Dataset records –
Issue #785, opened 2019-08-23
[RFC] Builtin mean reduce function.


yzh119:
## 🚀 Feature
Many GNN models use mean reducer:
![image](https://user-images.githubusercontent.com/11773619/63561906-2f3c0000-c58e-11e9-9cb0-1846a00690ad.png)
Currently we only support sum/max/min/prod as builtin reducers, there should be a builtin mean reducer in `dgl.function.reducer`.

## Alternatives

Sum reduce + normalization(by in degrees) has the same the effect as mean reducer:
```python
import dgl.function as fn
g.update_all(fn.copy_u('h', 'm'), fn.sum('m', 'h'))
degs = graph.in_degrees().float().unsqueeze(-1)
g.ndata['h'] = g.ndata['h'] / degs
```
However, it's more convenient to call `fn.mean` directly.

## Pitch
Currently we do not have kernel support for mean reducers, I was wondering is it possible to decompose `fn.mean`to a reduce function `fn.sum` and an apply_node function that normalize the result.

Another concern is how do we deal with zero degree nodes? I prefer return an all-zero vector for these nodes.

mufeili:
I agree with both points.

jermainewang:
Since we don't have a fully functional int32 graph or CUDA graph, the question is where to generate the correct degree tensor. Apparently, we could not compute the degree tensor inside `binary_reduce` kernel function (https://github.com/dmlc/dgl/blob/master/python/dgl/kernel.py#L26) due to the aforementioned reason. I think as a workaround we could put the code right before the graph is converted to the required index type and device context. @ylfdq1118 could you provide some advises on this?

Exercise directions – Retype the records above in full. Every word should match.

The completed task –
Issue #785, opened 2019-08-23
[RFC] Builtin mean reduce function.


yzh119:
## 🚀 Feature
Many GNN models use mean reducer:
![image](https://user-images.githubusercontent.com/11773619/63561906-2f3c0000-c58e-11e9-9cb0-1846a00690ad.png)
Currently we only support sum/max/min/prod as builtin reducers, there should be a builtin mean reducer in `dgl.function.reducer`.

## Alternatives

Sum reduce + normalization(by in degrees) has the same the effect as mean reducer:
```python
import dgl.function as fn
g.update_all(fn.copy_u('h', 'm'), fn.sum('m', 'h'))
degs = graph.in_degrees().float().unsqueeze(-1)
g.ndata['h'] = g.ndata['h'] / degs
```
However, it's more convenient to call `fn.mean` directly.

## Pitch
Currently we do not have kernel support for mean reducers, I was wondering is it possible to decompose `fn.mean`to a reduce function `fn.sum` and an apply_node function that normalize the result.

Another concern is how do we deal with zero degree nodes? I prefer return an all-zero vector for these nodes.

mufeili:
I agree with both points.

jermainewang:
Since we don't have a fully functional int32 graph or CUDA graph, the question is where to generate the correct degree tensor. Apparently, we could not compute the degree tensor inside `binary_reduce` kernel function (https://github.com/dmlc/dgl/blob/master/python/dgl/kernel.py#L26) due to the aforementioned reason. I think as a workaround we could put the code right before the graph is converted to the required index type and device context. @ylfdq1118 could you provide some advises on this?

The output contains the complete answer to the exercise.